Avoidance rate and mortality rate of Z. cucuribitae under different concentrations of five metabolic compounds. (A) Avoidance rate of rotenone. (B) Avoidance rate of diosmin. (C) Avoidance rate of beta-caryophyllene oxide. (D) Avoidance rate of oleanolic acid. (E) Avoidance rate of echinocystic acid. (F) Mortality rate of rotenone. (G) Mortality rate of diosmin. (H) Mortality rate of beta-caryophyllene oxide. (I) Mortality rate of oleanolic acid. (J) Mortality rate of echinocystic acid. Note: ck means control check; ns means no significance between two compared groups. * represents significant difference at p < 0.05; ** represents significant difference at p < 0.01; *** represents significant difference at p < 0.001 compared to model group.

Figure 6

Mechanism deduction of effect of effective compounds on odor recognition of Z. cucurbitae.
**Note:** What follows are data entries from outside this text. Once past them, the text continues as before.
PR #2674, opened 2026-08-13
fix(settings): show project full name in settings sidebar ProjectSelector

Sebastian-ubs:
## Summary

The settings sidebar's `<ProjectSelector>` was rendering each project as a single-line row (`shortName` only). Every other `<ProjectSelector>` consumer in the app (manage-books, checks side panel) shows a two-line row: short name over a muted full name. This PR aligns the settings sidebar with that pattern.

### Root cause

`SettingsSidebar` accepts a public `ProjectInfo` shape with a single `projectName` string. Its internal adapter mirrored that string into both `shortName` and `fullName` on the `ProjectSelectorProject`, which trips [ProjectSelector's `fullName === shortName` de-dup rule](https://github.com/paranext/paranext-core/blob/main/lib/platform-bible-react/src/components/advanced/project-selector/project-selector.component.tsx) (present to avoid rendering the same string twice) — so the second line was correctly suppressed. That behaviour is right for callers that genuinely only have one name; the settings sidebar isn't one of them.

### Fix, at the source

- **Extend `SettingsSidebar.ProjectInfo`** with an optional `projectFullName`. The adapter now uses `projectFullName ?? projectName` for `fullName`. When callers upgrade to supply it, rows render two lines. When they don't, the de-dup rule still collapses to a single line — no visual regression.
- **[settings-tab.component.tsx](src/renderer/components/settings-tabs/settings-tab.component.tsx)** — the only in-repo consumer of `SettingsSidebar` — replaces its single-setting `getProjectName` helper with `getProjectNames`, which fetches `platform.name` **and** `platform.fullName` in parallel from the `platform.base` PDP. This mirrors the pattern in [`extensions/src/platform-scripture/src/checks-side-panel.web-view.tsx:43-48`](https://github.com/paranext/paranext-core/blob/main/extensions/src/platform-scripture/src/checks-side-panel.web-view.tsx#L43-L48). Empty `platform.fullName` is collapsed to `undefined` so projects without one still render single-line.

## Test plan

- [ ] Open the settings tab in-app with a project that has distinct `platform.name` and `platform.fullName` (e.g. any manage-books-visible standard project). Confirm the sidebar's project picker rows now show short name over full name.
- [ ] Open the same tab with a legacy project that has no `platform.fullName` set (or an empty one). Confirm the row still renders as a single line (short name only).
- [ ] `npm run typecheck:core` — clean.
- [ ] `npm --workspace lib/platform-bible-react run lint` — clean.
- [ ] `npm --workspace lib/platform-bible-react run test -- --run src/stories/advanced/settings/settings-sidebar.stories.tsx` — 6 story smoke-tests pass.

## Scope

This PR only touches the settings-tab / SettingsSidebar path. Consumers of `SettingsSidebar` outside this repo (if any) don't need to change — `projectFullName` is optional and the fallback preserves prior behaviour.

AI-assisted.

- - -
This change is [Reviewable](https://reviewable.io/reviews/paranext/paranext-core/2674)

before:
image

after:
image


jolierabideau (changes requested):
## Summary review

Thanks for this — it's a well-scoped fix and the pattern instincts are right where it counts. The trigger change reuses the existing canonical `triggerLabelFormat="shortNameAndFullName"` prop rather than hand-rolling a `"{short} - {full}"` label, the `ProjectInfo` extension is purely additive so downstream consumers don't have to move, and the single-line fallback leans on `ProjectSelector`'s existing `fullName === shortName` de-dup instead of reimplementing it. `getProjectNames` even matches the name and parallel-fetch shape of the three existing precedents, and the committed `dist/` is properly regenerated. Good instincts throughout.

I did run into two things I think are worth resolving before this goes in, plus some smaller pattern notes. Happy to be wrong on any of these — and glad to pair on the first one if it's easier.

### 1. The empty-string guard may not catch the case it's aimed at

I think this one's worth a close look:

```ts
const projectFullName =
  typeof projectFullNameRaw === 'string' && projectFullNameRaw.length > 0
    ? projectFullNameRaw : undefined;
```

Unless I'm misreading the flow, an *unset* `platform.fullName` doesn't come back as `''`. `ParatextProjectDataProvider.GetProjectSetting` falls through (`c-sharp/Projects/ParatextProjectDataProvider.cs:1783-1786`, *"Setting not found, so get the default value"*) to `ProjectSettingsService.GetDefault`, and the contributed default is the localize key `'%project_full_name_missing%'` (`src/extension-host/data/core-project-settings-info.data.ts:16-19`), which resolves to **`*Name Missing*`** (`assets/localization/en.json:368`; `*Falta el Nombre*` in es).

That's a non-empty string, so it would survive the guard and the sidebar would render `ESV - *Name Missing*` in the trigger, with a muted `*Name Missing*` second row line. It looks like only a project with a literally-empty `FullName` in `Settings.xml` takes the `''` path.

I suspect what happened is that two similar-looking paths got conflated — the empty-string shape is definitely real, it just comes from the C# `ProjectSummary.fullName` **wire field** that manage-books consumes (`manage-books.web-view.tsx:111`, *"Empty when unset"*) rather than from `pdp.getSetting`. Easy one to hit.

One option: compare against `papi.projectSettings.getDefault('platform.fullName')` and collapse a match to `undefined` — or simply drop the value when it equals `projectName`, since the selector de-dups that anyway. Whichever you prefer.

For what it's worth, this looks latent in `checks-side-panel.web-view.tsx` and `find.web-view.tsx` too, which pass `platform.fullName` straight through — so it's not something this PR introduced. This just happens to be the first place it lands in a trigger label where it becomes visible. Might be worth a follow-up issue for those two rather than widening this PR.

### 2. A single failing project could empty the whole sidebar list

`getProjectNames` adds a second `getSetting` inside `Promise.all`, and the caller's `Promise.all` over every project id doesn't have a per-project guard either. If any one project rejects, the outer promise rejects wholesale, `usePromise` catches it (`use-promise.hook.ts:75-85`) and leaves the default `[]` — so the picker would come up empty with nothing surfaced to the user.

This is a slightly new exposure: before this change only `platform.name` was fetched, which every PDP special-cases, whereas `platform.fullName` is handled by fewer engines and resolves through `getDefault`.

The nice thing is the precedent you cited in the PR body already solves this — `checks-side-panel.web-view.tsx:54` uses `pdp.getSetting('platform.language').catch(() => undefined)` with the rationale *"degrades to an unknown language bucket rather than failing the whole lookup."* You matched that helper's name and its parallel fetch; adding its `.catch(() => undefined)` (and possibly `Promise.allSettled` on the outer loop) would complete the pattern.

### Smaller pattern notes

- **`getProjectNames` return shape** — the three precedents (`checks-side-panel.web-view.tsx:46`, `find.web-view.tsx:132`, `checklist.web-view.tsx:656`) all return `{ shortName, fullName }`; this one returns `{ projectName, projectFullName }`. Aligning would make the four copies read as visibly the same helper. To be clear, writing a new local copy is absolutely the right call — the extension copies can't cross the build boundary into `src/renderer/`, and `checks-side-panel.web-view.tsx:42-44` documents that deliberately. Just the naming.
- **`ProjectInfo` vs `ProjectSelectorProject`** — with `projectFullName` added, `ProjectInfo` is now a field-for-field rename of the library's own `ProjectSelectorProject` (`projectId`/`projectName`/`projectFullName` vs `id`/`shortName`/`fullName`), with a `useMemo` whose only job is that rename. Every other consumer in the repo speaks `shortName`/`fullName` directly. Totally fine to keep if backward compatibility is the reason — in which case that'd be a useful thing to say in the comment on the `useMemo`, since it's what justifies the adapter's existence.
- **Comment placement** — the comment there explains the row layout, but the behavioral change in that hunk is the new `triggerLabelFormat` line, which is uncommented. Also, of the two selectors named, only manage-books uses `shortNameAndFullName`; the checks side panel uses the default `shortName` trigger and gets its two-line rows from the default row renderer.
- Tiny one: "behaviour" → "behavior" to match the rest of the repo.

### The new stories

I may be missing the intent here, so correct me if so — but `ShortNameTriggerLabel` and `ShortNameTriggerLabelNoScrollGroups` both exercise `triggerLabelFormat="shortName"`, which is the pre-existing default and isn't what this PR changes. The `shortNameAndFullName` path this PR adopts already has the `WideTriggerLabel` story plus three assertions in `project-selector.component.test.tsx`. The second story also overlaps `SimpleFlatList` fairly closely, differing mainly by `openTabs={[]}`.

Meanwhile the path this PR does introduce isn't covered anywhere: `settings-sidebar.stories.tsx` gave all five fixtures a distinct `projectFullName`, so nothing exercises the absent-`projectFullName` single-line fallback the new TSDoc describes. Leaving one fixture without it would pin that compatibility claim right where the component lives, which might be more valuable than the two new stories.

If you do keep them, they're built inline in both `render` bodies — the file's convention is module-scope fixtures (`sampleProjects`, `sampleOpenTabs`).

### Tests

`settings-sidebar.component.tsx` doesn't have a test file yet, and `getProjectNames` isn't covered — `settings-tab.component.test.tsx` mocks `getMetadataForAllProjects` to `async () => []` so that path isn't reached, though the `projectDataProviders.get` scaffolding is already in place. `project-selector.component.test.tsx` is a good working recipe for a small render-and-assert (trigger reads `"ESV - English Standard Version"`; falls back to one line without `projectFullName`). A three-case test around the normalization would also give issue #1 somewhere to live.

Small thing: the rename left a stale `getProjectName` reference in that test file's mock comment.

### Accessibility (worth considering)

The trigger passes `ariaLabel={projectsSidebarGroupLabel}` ("Project settings") through to the `role="combobox"` button. Since `aria-label` overrides text content in the accessible-name computation, a screen reader announces just *"Project settings, combobox"* — neither name comes through. It's pre-existing wiring and arguably out of scope, but this PR is what makes that label carry information worth announcing, so it might be a nice moment to fix it. Dropping `ariaLabel` (the `SidebarGroupLabel` already supplies group context) or switching to `aria-labelledby` would do it.

### Truncation (just worth eyeballing)

The sidebar is `16rem`, and after the icon, gaps, padding and chevron the label has roughly 150–170px to work with, so `"NIV - New International Version"` clips to around `"NIV - New Internat…"`. Not a guideline violation — `ProjectSelector` wraps the trigger in a tooltip with the full string, and short-name-first means the recognizable part survives at any width, which is the right ordering. Since the popover rows already show the full name on their own line as soon as you open it, it might be worth a quick look in-app to decide whether the second field earns its place in the trigger.

### Housekeeping

The branch is ~95 commits behind `main`, and `main` has since removed the `popoverContentStyle={{ zIndex: Z_INDEX_OVERLAY }}` override from `settings-sidebar.component.tsx` (per the z-index tier rule about consumers not overriding an overlay's z-index). That's the same hunk this PR touches, so there'll likely be a small conflict on rebase — keep `main`'s removal and your `triggerLabelFormat` line.

Also noticed the test plan checkboxes are still unchecked; the two manual in-app steps would be a good sanity check on #1 once it's sorted.

Thanks again — the core approach here is solid, and most of this is polish around the edges.

Sebastian-ubs:
closing as superseded by #2822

Red nodes represent activated genes. Notes: GRIN: glutamate receptor ionotropic; GRI: glutamate receptor 1; ROC: nicotinic acetylcholine receptor alpha-7; CALN: calmodulin; TFEB: transcription factor EB; NFAT: nuclear factor of activated T-cells, cytoplasmic 1; NOS: nitric-oxide synthase, brain; FAK2: focal adhesion kinase 2; IP3 3K: 1D-myo-inositol-triphosphate 3-kinase; PKC: classical protein kinase C alpha type.